6. I know how to use a credit card, checking account, and savings account – and I understand an annuity. I understand term life insurance, disability insurance, and 20/80 medical insurance policy, as well as house insurance, flood insurance, and replacement insurance.
7. I talk to my children about going to college.
8. I know how to get one of the best interest rates on my new-car loan.
9. I understand the difference among the principal, interest, and escrow statements on my house payment.
10. I know how to help my children with their homework and do not hesitate to call the school if I need additional information.
11. I know how to decorate the house for the different holidays.
12. I know how to get a library card.
13. I know how to use most of the tools in the garage.
14. I repair items in my house almost immediately when they break – or know a repair service and call it.
Could You Survive in Poverty?

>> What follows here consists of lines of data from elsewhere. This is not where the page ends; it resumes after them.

PR #815, opened 2026-06-19
Fix securityGroupTagMacSegmentation version-gate threshold (ndfc_version >= 12.5.0)

### LINKED ISSUE #814: securityGroupTagMacSegmentation version gate uses ndfc_version instead of nd_version (always true)
### Summary

PR #812 added `securityGroupTagMacSegmentation` / `securityGroupTagMacSegmentation_PREV` to `roles/dtc/common/templates/ndfc_fabric/dc_vxlan_fabric/security/dc_vxlan_fabric_security.j2`, gated for ND 4.2.1+. The gate compares the wrong variable: it uses `ndfc_version` (NDFC scheme, e.g. `12.4.1.321`) against the ND-scheme string `4.2.1`.

Since every NDFC release is `12.x`, `version_compare` always evaluates `12.x >= 4.2.1` as true, so the field is sent to every controller — including ND 4.1, which does not support it.

### Impact

The result is a hard failure at fabric create/update (`dcnm_fabric`, state `merged`), not just at test time. It hits any VXLAN EVPN fabric with IPv4 underlay (`enable_ipv6_underlay: false`) running on a controller older than the ND 4.2.1 build.

Observed against ND 4.1.1g (NDFC 12.4.1.321):

```
fatal: [nac-fabric2-ca]: FAILED! ... dcnm_fabric ... RETURN_CODE 500
"DATA": "Invalid JSON response: Failed to create the fabric, due to invalid fields
[{securityGroupTagMacSegmentation=false, securityGroupTagMacSegmentation_PREV=false}]"
```

### Root cause

The codebase convention is that `ndfc_version` is compared against `12.x` numbers, while ND-version gating uses `nd_version` normalized with `regex_replace` (see `dc_vxlan_fabric_freeform.j2`). The new gate mixes the two: it reads `ndfc_version` but compares against an ND-scheme number.

### Scope

Currently only on `develop` (merged after the 0.8.0 release of 2026-05-31), so released versions are not affected — but this will ship broken to every client on NDFC older than the ND 4.2.1 build the moment a release is cut from `develop`. Should be fixed before the next release.

### Fix

Gate on `nd_version` following the existing convention:

```jinja2
{% if nd_version | regex_replace('^(\\d+\\.\\d+\\.\\d+).*', '\\1') | cisco.nac_dc_vxlan.version_compare('4.2.1', '>=') %}
```

dacasti2mx:
## Related Issue(s)

Fixes #814

## Related Collection Role

## Related Data Model Element

* [x] other (template-only version-gate fix — no data model change)

## Proposed Changes

#812 gates `securityGroupTagMacSegmentation` with `ndfc_version | version_compare('4.2.1', '>=')`. The variable is `ndfc_version` (NDFC scheme, e.g. `12.4.1.321`), but the threshold `4.2.1` is an ND-scheme number, so the comparison is always true (every NDFC release is `12.x`, and `12.x >= 4.2.1`). The field is therefore sent to every controller — including ND 4.1, which does not support it and rejects fabric create/update with HTTP 500.

This corrects the threshold to the NDFC version that ships with ND 4.2.1, keeping `ndfc_version` as-is:

- ND 4.1.1g → NDFC `12.4.1.321`
- ND 4.2.1 → NDFC `12.5.0.475`

so the gate becomes `ndfc_version | version_compare('12.5.0', '>=')`.

## Test Notes

Validated against Nexus Dashboard 4.1.1g (NDFC 12.4.1.321):

- Before: fabric create failed with `RETURN_CODE 500` — `invalid fields [{securityGroupTagMacSegmentation=false, securityGroupTagMacSegmentation_PREV=false}]`.
- After: the field is no longer emitted on ND 4.1, and fabric create/deploy completes successfully.

4.1.1g (NDFC 12.4.1.321); feature targets ND 4.2.1+ (NDFC 12.5.0.475).

## Checklist

* [ ] New or updates to documentation has been made accordingly (N/A — template-only fix)

### DIFF
--- a/roles/dtc/common/templates/ndfc_fabric/dc_vxlan_fabric/security/dc_vxlan_fabric_security.j2
+++ b/roles/dtc/common/templates/ndfc_fabric/dc_vxlan_fabric/security/dc_vxlan_fabric_security.j2
@@ -1,7 +1,7 @@
 {# Auto-generated NDFC DC VXLAN EVPN Security config data structure for fabric {{ vxlan.fabric.name }} #}
 {% if not (vxlan.underlay.general.enable_ipv6_underlay | default(defaults.vxlan.underlay.general.enable_ipv6_underlay) | ansible.builtin.bool) %}
   ENABLE_SGT: false
-{% if ndfc_version | cisco.nac_dc_vxlan.version_compare('4.2.1', '>=') %}
+{% if ndfc_version | cisco.nac_dc_vxlan.version_compare('12.5.0', '>=') %}
   securityGroupTagMacSegmentation: false
   securityGroupTagMacSegmentation_PREV: false
 {% endif %}


roles/dtc/common/templates/ndfc_fabric/dc_vxlan_fabric/security/dc_vxlan_fabric_security.j2
```diff
@@ -1,7 +1,7 @@
 {# Auto-generated NDFC DC VXLAN EVPN Security config data structure for fabric {{ vxlan.fabric.name }} #}
 {% if not (vxlan.underlay.general.enable_ipv6_underlay | default(defaults.vxlan.underlay.general.enable_ipv6_underlay) | ansible.builtin.bool) %}
   ENABLE_SGT: false
-{% if ndfc_version | cisco.nac_dc_vxlan.version_compare('4.2.1', '>=') %}
+{% if nd_version | regex_replace('^(\\d+\\.\\d+\\.\\d+).*', '\\1') | cisco.nac_dc_vxlan.version_compare('4.2.1', '>=') %}
```
mikewiebe: Good catch @dacasti2mx 

To be consistent with how we use this in other places in the templates shouldn't we just compare against `NDFC 12.4.1.321` instead?

dacasti2mx:
Good point on consistency — and it turns out the cleanest fix keeps `ndfc_version` exactly as in #812 and just corrects the threshold.

One catch on `12.4.1.321`: that's exactly the NDFC version that ships with **ND 4.1.1g** — the controller this fails on. With `>=`, `12.4.1.321 >= 12.4.1.321` is true, so the field would still be emitted on ND 4.1 and we'd hit the same 500.

The NDFC versions are ND 4.1.1g → `12.4.1.321` and ND 4.2.1 → `12.5.0.475` (the line jumps `12.4.1` → `12.5.0`; there is no `12.4.2`). So the right threshold is `12.5.0`. Updated the PR — the diff is now just `version_compare('4.2.1', '>=')` → `version_compare('12.5.0', '>=')`, keeping `ndfc_version`.

mikewiebe (approved):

Put a check by each item you know how to do. 1. I know which churches and sections of town have the best rummage sales.
2. I know which rummage sales have “bag sales” and when.
3. I know which grocery stores’ garbage bins can be accessed for thrown-away food.
4. I know how to get someone out of jail.
5. I know how to physically fight and defend myself physically.
6. I know how to get a gun, even if I have a police record.
7. I know how to keep my clothes from being stolen at a Laundromat.
8. I know what problems to look for in a used car.
9. I know how to live without a checking account.
10. I know how to live without electricity and a phone.
11. I know how to use a knife as scissors.
12. I know how to entertain a group of friends with my personality and my stories.
13. I know what to do when I don’t have money to pay the bills.
14. I know how to move in half a day. 15. I know how to get and use food stamps or an electronic card for benefits. 16. I know where the free medical clinics are. 17. I am very good at trading and bartering. 18. I can get by without a car.